Although the data below holds other lines too, output only those from the line with "no, not yet" up to and including the line with "NULL Pointer Dereference", exactly as they appear.

========================

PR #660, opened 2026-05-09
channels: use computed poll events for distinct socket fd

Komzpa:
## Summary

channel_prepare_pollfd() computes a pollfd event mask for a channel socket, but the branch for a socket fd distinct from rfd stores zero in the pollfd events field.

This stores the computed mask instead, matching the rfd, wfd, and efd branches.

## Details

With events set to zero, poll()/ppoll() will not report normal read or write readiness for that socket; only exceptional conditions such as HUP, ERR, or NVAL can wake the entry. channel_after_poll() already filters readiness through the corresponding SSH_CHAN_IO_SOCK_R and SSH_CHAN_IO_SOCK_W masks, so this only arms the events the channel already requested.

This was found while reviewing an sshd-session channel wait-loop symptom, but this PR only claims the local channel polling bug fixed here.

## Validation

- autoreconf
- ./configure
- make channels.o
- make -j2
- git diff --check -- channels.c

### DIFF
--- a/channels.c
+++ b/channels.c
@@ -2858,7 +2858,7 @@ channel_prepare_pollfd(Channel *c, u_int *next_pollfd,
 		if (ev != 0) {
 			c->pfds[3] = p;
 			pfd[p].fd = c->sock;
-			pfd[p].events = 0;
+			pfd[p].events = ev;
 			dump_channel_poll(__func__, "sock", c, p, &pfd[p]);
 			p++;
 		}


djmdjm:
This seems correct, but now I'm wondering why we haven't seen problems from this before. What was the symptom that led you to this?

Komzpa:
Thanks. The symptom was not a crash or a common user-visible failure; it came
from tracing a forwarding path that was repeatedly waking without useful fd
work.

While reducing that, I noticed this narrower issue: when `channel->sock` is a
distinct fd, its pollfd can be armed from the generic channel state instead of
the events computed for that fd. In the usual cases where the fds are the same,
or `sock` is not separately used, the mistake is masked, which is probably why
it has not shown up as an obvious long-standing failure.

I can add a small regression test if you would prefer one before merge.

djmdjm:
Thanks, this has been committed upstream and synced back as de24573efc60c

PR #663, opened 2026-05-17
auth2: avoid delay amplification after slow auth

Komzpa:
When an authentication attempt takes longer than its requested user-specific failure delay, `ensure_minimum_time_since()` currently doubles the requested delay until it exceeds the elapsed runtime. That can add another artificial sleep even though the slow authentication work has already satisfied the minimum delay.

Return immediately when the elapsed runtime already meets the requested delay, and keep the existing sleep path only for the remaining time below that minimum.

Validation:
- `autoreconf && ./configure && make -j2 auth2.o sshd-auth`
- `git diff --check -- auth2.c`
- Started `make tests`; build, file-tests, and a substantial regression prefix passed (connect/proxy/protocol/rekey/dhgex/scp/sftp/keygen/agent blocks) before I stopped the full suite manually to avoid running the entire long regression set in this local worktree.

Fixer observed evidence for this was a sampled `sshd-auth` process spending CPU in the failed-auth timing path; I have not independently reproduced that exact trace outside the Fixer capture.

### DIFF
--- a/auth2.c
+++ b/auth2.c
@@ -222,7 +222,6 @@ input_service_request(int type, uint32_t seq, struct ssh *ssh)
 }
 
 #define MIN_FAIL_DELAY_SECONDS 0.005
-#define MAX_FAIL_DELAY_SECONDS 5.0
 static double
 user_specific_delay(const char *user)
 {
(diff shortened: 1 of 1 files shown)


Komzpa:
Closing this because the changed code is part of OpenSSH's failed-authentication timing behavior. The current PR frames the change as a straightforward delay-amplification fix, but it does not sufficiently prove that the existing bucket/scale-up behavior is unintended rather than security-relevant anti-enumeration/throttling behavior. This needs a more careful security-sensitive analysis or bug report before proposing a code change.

========================

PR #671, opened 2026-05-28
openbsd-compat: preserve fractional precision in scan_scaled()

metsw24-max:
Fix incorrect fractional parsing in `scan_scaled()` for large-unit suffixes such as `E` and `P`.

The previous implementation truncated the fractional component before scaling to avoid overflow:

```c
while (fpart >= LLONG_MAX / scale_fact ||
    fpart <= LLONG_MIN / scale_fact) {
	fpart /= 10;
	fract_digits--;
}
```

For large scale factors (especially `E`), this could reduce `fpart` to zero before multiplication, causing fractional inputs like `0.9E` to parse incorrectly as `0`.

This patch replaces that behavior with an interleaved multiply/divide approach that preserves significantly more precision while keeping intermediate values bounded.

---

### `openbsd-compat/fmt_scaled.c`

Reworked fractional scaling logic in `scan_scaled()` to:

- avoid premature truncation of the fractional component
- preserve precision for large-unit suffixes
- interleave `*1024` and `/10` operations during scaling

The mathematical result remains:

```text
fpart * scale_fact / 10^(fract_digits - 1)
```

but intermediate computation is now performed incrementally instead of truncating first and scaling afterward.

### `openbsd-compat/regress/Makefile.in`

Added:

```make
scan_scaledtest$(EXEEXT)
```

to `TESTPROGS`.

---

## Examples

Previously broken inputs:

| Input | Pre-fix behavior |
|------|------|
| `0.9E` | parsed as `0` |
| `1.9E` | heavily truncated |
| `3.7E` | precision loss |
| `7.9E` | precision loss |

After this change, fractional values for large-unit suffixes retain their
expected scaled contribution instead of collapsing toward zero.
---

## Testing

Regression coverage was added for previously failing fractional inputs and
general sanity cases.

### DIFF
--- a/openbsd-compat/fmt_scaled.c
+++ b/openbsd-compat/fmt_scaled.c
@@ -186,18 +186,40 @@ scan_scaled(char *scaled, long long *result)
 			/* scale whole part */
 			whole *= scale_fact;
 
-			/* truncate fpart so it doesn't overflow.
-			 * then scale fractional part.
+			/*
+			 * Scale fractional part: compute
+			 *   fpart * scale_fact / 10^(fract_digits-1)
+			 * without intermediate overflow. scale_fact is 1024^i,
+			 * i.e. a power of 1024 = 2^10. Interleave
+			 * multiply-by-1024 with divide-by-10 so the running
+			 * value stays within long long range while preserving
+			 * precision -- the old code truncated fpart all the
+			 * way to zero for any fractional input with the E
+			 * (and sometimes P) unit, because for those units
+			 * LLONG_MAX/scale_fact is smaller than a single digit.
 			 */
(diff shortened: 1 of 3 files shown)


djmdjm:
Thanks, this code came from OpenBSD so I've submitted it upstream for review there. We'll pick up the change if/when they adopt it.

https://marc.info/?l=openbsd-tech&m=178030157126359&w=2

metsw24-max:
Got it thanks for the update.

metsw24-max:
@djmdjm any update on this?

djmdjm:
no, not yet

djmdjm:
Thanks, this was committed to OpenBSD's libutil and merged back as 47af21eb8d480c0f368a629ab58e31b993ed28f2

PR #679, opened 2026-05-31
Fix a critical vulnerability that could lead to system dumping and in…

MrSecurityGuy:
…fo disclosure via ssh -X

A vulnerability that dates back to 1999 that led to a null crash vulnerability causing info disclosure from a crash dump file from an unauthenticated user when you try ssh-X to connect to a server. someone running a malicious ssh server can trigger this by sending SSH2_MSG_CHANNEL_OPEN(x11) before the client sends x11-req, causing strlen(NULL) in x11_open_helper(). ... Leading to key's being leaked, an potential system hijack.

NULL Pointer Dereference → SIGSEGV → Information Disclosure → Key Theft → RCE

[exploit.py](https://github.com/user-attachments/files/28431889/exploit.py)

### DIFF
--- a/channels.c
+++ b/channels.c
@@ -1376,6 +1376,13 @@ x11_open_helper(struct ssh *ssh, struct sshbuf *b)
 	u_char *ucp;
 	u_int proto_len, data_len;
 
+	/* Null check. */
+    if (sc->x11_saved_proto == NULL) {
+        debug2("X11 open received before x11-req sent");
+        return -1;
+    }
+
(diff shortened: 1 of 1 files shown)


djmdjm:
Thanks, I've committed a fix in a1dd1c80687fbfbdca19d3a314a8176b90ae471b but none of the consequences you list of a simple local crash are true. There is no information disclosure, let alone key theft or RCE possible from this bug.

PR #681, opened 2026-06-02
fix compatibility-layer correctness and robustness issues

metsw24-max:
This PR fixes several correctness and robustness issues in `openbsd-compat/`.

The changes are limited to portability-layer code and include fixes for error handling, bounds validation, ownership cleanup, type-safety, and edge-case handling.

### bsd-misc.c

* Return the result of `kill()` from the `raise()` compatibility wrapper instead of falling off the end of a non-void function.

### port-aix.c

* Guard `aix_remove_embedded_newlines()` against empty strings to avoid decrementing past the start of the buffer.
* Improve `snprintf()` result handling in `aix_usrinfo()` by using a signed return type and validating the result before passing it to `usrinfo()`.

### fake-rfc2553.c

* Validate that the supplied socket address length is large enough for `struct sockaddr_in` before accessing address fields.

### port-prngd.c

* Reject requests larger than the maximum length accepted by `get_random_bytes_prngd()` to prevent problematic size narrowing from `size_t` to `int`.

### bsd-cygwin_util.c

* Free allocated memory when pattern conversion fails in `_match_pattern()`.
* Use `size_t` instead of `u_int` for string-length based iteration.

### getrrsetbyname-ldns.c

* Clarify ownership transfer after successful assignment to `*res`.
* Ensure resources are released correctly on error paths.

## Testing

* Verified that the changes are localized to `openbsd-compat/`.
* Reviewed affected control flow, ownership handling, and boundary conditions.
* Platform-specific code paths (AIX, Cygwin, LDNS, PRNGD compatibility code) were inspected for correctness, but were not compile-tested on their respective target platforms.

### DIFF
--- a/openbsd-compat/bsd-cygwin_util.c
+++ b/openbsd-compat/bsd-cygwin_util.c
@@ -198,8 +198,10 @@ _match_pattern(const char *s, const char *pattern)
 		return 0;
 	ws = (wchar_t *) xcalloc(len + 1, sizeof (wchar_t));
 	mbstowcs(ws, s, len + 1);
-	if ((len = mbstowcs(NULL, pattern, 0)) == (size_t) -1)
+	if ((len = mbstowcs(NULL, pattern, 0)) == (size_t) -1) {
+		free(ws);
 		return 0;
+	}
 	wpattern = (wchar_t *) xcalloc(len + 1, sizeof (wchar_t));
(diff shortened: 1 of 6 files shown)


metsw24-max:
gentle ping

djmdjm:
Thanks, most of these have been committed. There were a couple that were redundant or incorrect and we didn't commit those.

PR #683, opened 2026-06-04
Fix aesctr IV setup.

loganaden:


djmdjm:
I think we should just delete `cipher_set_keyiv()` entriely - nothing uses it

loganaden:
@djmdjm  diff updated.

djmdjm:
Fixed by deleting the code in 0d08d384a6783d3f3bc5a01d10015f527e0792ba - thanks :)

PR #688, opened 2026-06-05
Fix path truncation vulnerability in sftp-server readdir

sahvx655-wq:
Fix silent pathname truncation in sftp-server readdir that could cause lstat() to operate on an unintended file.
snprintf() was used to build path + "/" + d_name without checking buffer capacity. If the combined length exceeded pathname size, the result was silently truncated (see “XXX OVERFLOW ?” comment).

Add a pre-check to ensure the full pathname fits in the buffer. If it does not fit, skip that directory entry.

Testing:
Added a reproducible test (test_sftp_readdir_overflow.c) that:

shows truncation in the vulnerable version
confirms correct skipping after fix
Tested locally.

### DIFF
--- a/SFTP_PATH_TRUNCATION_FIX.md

========================

_REPLY:_
no, not yet

djmdjm:
Thanks, this was committed to OpenBSD's libutil and merged back as 47af21eb8d480c0f368a629ab58e31b993ed28f2

PR #679, opened 2026-05-31
Fix a critical vulnerability that could lead to system dumping and in…

MrSecurityGuy:
…fo disclosure via ssh -X

A vulnerability that dates back to 1999 that led to a null crash vulnerability causing info disclosure from a crash dump file from an unauthenticated user when you try ssh-X to connect to a server. someone running a malicious ssh server can trigger this by sending SSH2_MSG_CHANNEL_OPEN(x11) before the client sends x11-req, causing strlen(NULL) in x11_open_helper(). ... Leading to key's being leaked, an potential system hijack.

NULL Pointer Dereference → SIGSEGV → Information Disclosure → Key Theft → RCE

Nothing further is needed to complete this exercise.